Project ideas from Hacker News discussions.

Many SWE-bench-Passing PRs would not be merged

Original Article

Hacker News Discussion

📝 Discussion Summary (Click to expand)

Error generating summary: 'choices'

🚀 Project Ideas

RepoTailor: CustomizedLLM PR Evaluation Engine

Summary

A plug‑in service that evaluates pull requests generated by LLMs against a project’s own coding standards, test coverage, and architectural constraints.
Provides a “fit score” that predicts merge likelihood, reducing manual review overload.

Details

Key	Value
Target Audience	Engineering teams using AI code assistants at scale
Core Feature	Automated PR scoring that combines test outcomes, style compliance, and architectural deviation metrics
Tech Stack	FastAPI backend, PostgreSQL, Docker, React front‑end, Rust inference engine
Difficulty	Medium
Monetization	Revenue-ready: tiered pricing per active repository

Notes- HN users repeatedly cite “tests pass ≠ merge ready” and maintainers rejecting AI PRs over style; this directly addresses that pain.

Opens a market for repo‑specific evaluation tools, a gap highlighted by bisonbear’s call for custom metrics.

StylePrompt Hub: Reusable Architectural Taste Prompts

Summary

A marketplace of vetted “taste” prompts that encode preferred code structure, naming conventions, and refactor habits for LLMs.
Users can adopt, share, or customize prompts to steer AI output toward maintainable code.

Details

Key	Value
Target Audience	AI‑augmented developers and teams seeking consistent code quality
Core Feature	Curated prompt library with metadata tags (e.g., “low entropy”, “high DRY”) and versioning
Tech Stack	Next.js UI, GraphQL API, Node.js workers, Markdown prompt storage
Difficulty	Low
Monetization	Revenue-ready: freemium with premium prompt packs

Notes

Discussions about “prompt engineering for taste” and the difficulty of conveying architectural intent; this product makes that reusable.
Aligns with requests for better “steering” of LLMs and reduces time spent crafting ad‑hoc prompts.

EntropyLens: Codebase Complexity & Maintainability Dashboard

Summary

A SaaS that measures code entropy, cyclomatic complexity, and abstraction depth to surface hidden technical debt in AI‑generated code.
Generates visual heatmaps and actionable refactor suggestions to improve maintainability.

Details

Key	Value
Target Audience	DevOps engineers, senior engineers, and maintainers of large codebases
Core Feature	Static analysis engine calculating entropy, cross‑entropy, and entropy‑adjusted diff size; UI dashboard with trend alerts
Tech Stack	Python backend, ElasticSearch, D3.js visualizations, Docker Compose
Difficulty	High
Monetization	Revenue-ready: usage‑based pricing per million lines analyzed

Notes

Multiple comments stress measuring “entropy” and signals beyond test passes (e.g., cyclomatic complexity, diff size) to judge maintainability.
Directly addresses the desire for structural metrics highlighted by users like code_biologist and jlandersen.
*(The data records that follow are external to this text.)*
PR #318, opened 2022-11-23
fix: remove vault_datacenter

ghost:
This removes the unused variable `vault_datacenter`.

We don't understand the full history of this variable (why it was used initially), but it might originate from older installations where a Consul storage backend was required (the term `datacenter` makes more sense in the Consul realm).

The terminology in the Vault configuration is ["cluster name"](https://developer.hashicorp.com/vault/docs/configuration#cluster_name), which is already configurable with the `vault_cluster_name` variable.

### DIFF
--- a/README.md
+++ b/README.md
@@ -264,11 +264,6 @@ The role defines variables in `defaults/main.yml`:
 - Cluster name label
 - Default value: dc1
 
-### `vault_datacenter`
-
-- Datacenter label
-- Default value:  dc1
-
 ### `vault_ui`
 
 - Enable vault web UI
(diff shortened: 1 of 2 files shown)


bbaassssiiee (changes requested):
Please remove debian-8 molecule scenario

bbaassssiiee:
I would expect checks to pass, did you rebase on master today?

ghost:
There appears to be an issue with the ACME plugin installation (`KeyError`). I had a quick look but was unable to fix it right away, needs more work

PR #321, opened 2022-12-08
fix(ci): failing legacy platforms and delegation issues.

gardar:
Fixes failing molecule ci jobs by: 
 - avoiding usage of omit in delegation since it seems to cause issues in some ansible versions.
 - downgrading the github runner from ubuntu-latest (which was recently bumped from 20.04 to 22.04) to ubuntu 20.04 since some of the legacy platforms supported by the role have systemd versions that are incompatible with the ubuntu 22.04 runner.

### DIFF
--- a/.github/workflows/molecule.yml
+++ b/.github/workflows/molecule.yml
@@ -13,7 +13,7 @@ env:
 
 jobs:
   discover-scenarios:
-    runs-on: ubuntu-latest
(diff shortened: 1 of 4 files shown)


FalcoSuessgott:
any thoughts on this @brianshumate ?

bbaassssiiee:
Brian is no longer involved in maintenance.

PR #325, opened 2023-03-02
Fix of template issue. User should be able to use TLS without his own CA

meklon-imhio:
Improved raft backend template: 
Added a condition to handle external non-controllable CAs like Let's Encrypt where we don't have access to vault_tls_client_ca_file, but still need TLS encryption for clients' connections in listeners. This should resolve any issues related to TLS encryption in such scenarios.

With this fix, TLS encryption can be activated for client connections in listeners even when using external CA certificates, ensuring secure communication.

### DIFF
--- a/templates/vault_backend_raft.j2
+++ b/templates/vault_backend_raft.j2
@@ -29,7 +29,7 @@ storage "raft" {
   {% endif %}
   {% if not vault_raft_cloud_auto_join_exclusive %}
   {% for raft_peer in vault_raft_cluster_members | rejectattr('peer', 'equalto', inventory_hostname) %}
-    {% if not (vault_tls_disable | bool) %}
+    {% if not (vault_tls_disable | bool) and vault_tls_client_ca_file != "" %}
   retry_join {
     leader_api_addr = "{{ raft_peer.api_addr }}"
     {% if vault_raft_leader_tls_servername is defined %}


meklon-imhio:
That's the desired configuration with Let's Encrypt certs. It's impossible with the original template, as the TLS activated adds the vault_tls_client_ca_file line to the storage "raft" block.
```
listener "tcp" {
  address = "555.222.333.444:8200"
  cluster_address = "555.222.333.444:8201"
  tls_cert_file = "/etc/vault.d/fullchain.pem"
  tls_key_file = "/etc/vault.d/privkey.pem"
  tls_min_version  = "tls12"
  tls_disable = "false"
  }

storage "raft" {
  path = "/opt/vault/data"
  node_id = "hasd-vault-de-1"
 retry_join {
    leader_api_addr =  "https://hasd-vault-nl-1.example.com:8200"
  }
 retry_join {
    leader_api_addr =  "https://hasd-vault-uk-1.example.com:8200"
  }
        }
```

meklon-imhio:
It looks like there are issues with almalinux test process:
`the role 'brianshumate.vault' was not found in...`

@brianshumate, could you please be so kind checking it? I think this error is not directly connected with my change.

FalcoSuessgott:
Yeah will try to look into that. You may want aswell it seems that linting also looks in example/ dir aswell which contains outdated files

FalcoSuessgott:
please rebase against master and trigger CI again

FalcoSuessgott:
I don’t understand why this change is necessary I will try to reproduce this and get back to you :)

meklon-imhio:
@FalcoSuessgott, thanks a lot :)

Please, let me clarify the idea a bit. The issue is connected with Letsencrypt + vault

1. You don't have your own CA and don't want to generate a self-signed one
2. You want to use encryption for your vault requests (sane idea even in controlled environment :) )
3. You've signed vault-node-1.example.com, vault-node-2.example.com for your purposes using certbot

The issue reveals when you're trying to turn on the encryption. When vault_tls_disable is false, then the template forces you to use this block:
```
  retry_join {
    leader_api_addr = "{{ raft_peer.api_addr }}"
    {% if vault_raft_leader_tls_servername is defined %}
    leader_tls_servername = "{{ vault_raft_leader_tls_servername }}"
    {% endif %}
    leader_ca_cert_file = "{{ vault_backend_tls_certs_path }}/{{ vault_backend_tls_ca_file }}"
    leader_client_cert_file = "{{ vault_backend_tls_certs_path }}/{{ vault_backend_tls_cert_file }}"
    leader_client_key_file = "{{ vault_backend_tls_private_path }}/{{ vault_backend_tls_key_file }}"
  } 
```
But you haven't got any vault_backend_tls_ca_file as it's on Let's Encrypt side.

With this fix you may use this block that is quite enough:
```
  retry_join {
    leader_api_addr =  "{{ raft_peer.api_addr }}"
  }
```
The TLS encryption would be turned on.

FalcoSuessgott:
Ok I understand the problem. One more question why did u condition it on vault_tls_client_ca_file?

meklon-imhio:
That was the easiest option I thought about.
With this fix we can have two options:

1. User wants just a general TLS encryption from client to vault node. He sets vault_tls_disable to false.
2. User wants total encryption and posesses a vault_tls_client_ca_file. He sets both of them.

Of course, we can add some kind of general trigger to set the desired encryption level. I just wanted to make as few changes as possible. Feel free changing it if you think that this solution doesn't suit well in the upstream, I'll adapt.

meklon-imhio:
Dear @FalcoSuessgott, could you be so kind having a look at this PR? It looks like all the tests passed successfully, so we can merge it in the base branch.

FalcoSuessgott:
LGTM, sorry for the delay

meklon-imhio:
Thank you very much for the attention. We'll migrate back to your upstream repository

PR #326, opened 2023-03-07
Retreive correct default iface dev name for raft members by default

karbyshevds:
Currently deployment is failing in case if vault nodes have different default network interface name.
E.x.:
- node1 have default network iface name ens160
- nodes node2 node3 have default network iface name wlp0s20f3

This PR makes default vault_raft_cluster_members work correctly when vault hosts have different device names.


FalcoSuessgott:
please rebase against master and trigger CI again

karbyshevds:
Rebased!

FalcoSuessgott:
Thank you!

PatternGuard: Auto‑Generated Linter Rules from AI Refactors

Summary

A service that learns from successful AI refactors and automatically creates lint rules that enforce desired code patterns and prevent regressions.
Integrates with CI to block PRs that violate learned best‑practice syntax.

Details

Key	Value
Target Audience	Teams using AI code assistants who face “spaghetti” outputs and need enforceable style guardrails
Core Feature	Lint rule generator that analyzes diffs from accepted AI PRs and produces custom ESLint/ruff/Python‑lint rules
Tech Stack	Node.js rule parser, TypeScript AST transformer, GitHub Action integration
Difficulty	Medium
Monetization	Revenue-ready: monthly subscription per repository

Notes

Community repeatedly mentions inability to enforce “taste” automatically; this product turns ad‑hoc fixes into reusable lint rules.
Responds to remarks about “AI making weird choices” and the need for “pattern enforcement” to keep codebases coherent.